TASK ITEM
Could you copy every line in the listing below that has the word "CANCELLED"?

──────── DATA TO PROCESS ────────

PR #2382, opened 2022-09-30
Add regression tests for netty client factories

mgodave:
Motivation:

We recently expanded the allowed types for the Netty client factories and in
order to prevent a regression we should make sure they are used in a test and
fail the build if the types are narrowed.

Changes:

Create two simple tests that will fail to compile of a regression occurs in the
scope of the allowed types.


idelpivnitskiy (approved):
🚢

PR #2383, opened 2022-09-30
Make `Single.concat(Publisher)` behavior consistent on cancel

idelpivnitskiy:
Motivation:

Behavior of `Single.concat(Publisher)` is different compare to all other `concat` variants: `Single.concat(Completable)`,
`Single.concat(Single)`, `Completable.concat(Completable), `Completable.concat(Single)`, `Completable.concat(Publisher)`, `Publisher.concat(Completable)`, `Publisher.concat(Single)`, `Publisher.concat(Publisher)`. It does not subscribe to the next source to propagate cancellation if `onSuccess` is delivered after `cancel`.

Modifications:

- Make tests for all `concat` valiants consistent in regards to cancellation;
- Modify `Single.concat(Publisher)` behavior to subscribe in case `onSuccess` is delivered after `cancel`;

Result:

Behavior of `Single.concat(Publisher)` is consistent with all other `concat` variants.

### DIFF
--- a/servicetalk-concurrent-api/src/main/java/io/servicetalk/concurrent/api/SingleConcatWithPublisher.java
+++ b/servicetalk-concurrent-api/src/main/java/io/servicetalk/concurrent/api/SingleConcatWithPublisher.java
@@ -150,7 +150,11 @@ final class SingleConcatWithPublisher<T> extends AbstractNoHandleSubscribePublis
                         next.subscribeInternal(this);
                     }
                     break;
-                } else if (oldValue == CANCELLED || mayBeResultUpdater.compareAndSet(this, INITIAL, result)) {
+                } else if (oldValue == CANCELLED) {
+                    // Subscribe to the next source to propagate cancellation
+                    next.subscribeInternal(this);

────────
──────── DATA TO PROCESS ────────

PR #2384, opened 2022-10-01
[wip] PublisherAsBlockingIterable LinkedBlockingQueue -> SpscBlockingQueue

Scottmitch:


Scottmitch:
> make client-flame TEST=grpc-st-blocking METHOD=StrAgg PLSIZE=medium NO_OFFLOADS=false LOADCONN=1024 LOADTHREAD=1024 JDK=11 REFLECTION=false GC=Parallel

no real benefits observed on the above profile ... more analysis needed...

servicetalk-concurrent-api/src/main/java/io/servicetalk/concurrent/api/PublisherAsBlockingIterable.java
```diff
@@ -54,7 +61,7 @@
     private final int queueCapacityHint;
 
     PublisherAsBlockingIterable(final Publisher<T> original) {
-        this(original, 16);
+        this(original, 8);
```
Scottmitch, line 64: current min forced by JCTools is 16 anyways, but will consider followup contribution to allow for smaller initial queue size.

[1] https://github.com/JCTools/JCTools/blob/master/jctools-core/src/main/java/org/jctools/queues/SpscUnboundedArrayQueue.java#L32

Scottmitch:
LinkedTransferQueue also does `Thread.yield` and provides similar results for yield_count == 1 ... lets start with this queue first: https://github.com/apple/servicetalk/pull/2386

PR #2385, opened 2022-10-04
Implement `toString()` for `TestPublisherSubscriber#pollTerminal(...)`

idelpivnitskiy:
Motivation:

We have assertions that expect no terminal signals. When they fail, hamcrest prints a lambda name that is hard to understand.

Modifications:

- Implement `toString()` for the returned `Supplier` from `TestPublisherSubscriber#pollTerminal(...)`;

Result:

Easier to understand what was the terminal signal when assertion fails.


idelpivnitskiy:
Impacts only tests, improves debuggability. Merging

────────

YOUR RESPONSE
-                } else if (oldValue == CANCELLED || mayBeResultUpdater.compareAndSet(this, INITIAL, result)) {
+                } else if (oldValue == CANCELLED) {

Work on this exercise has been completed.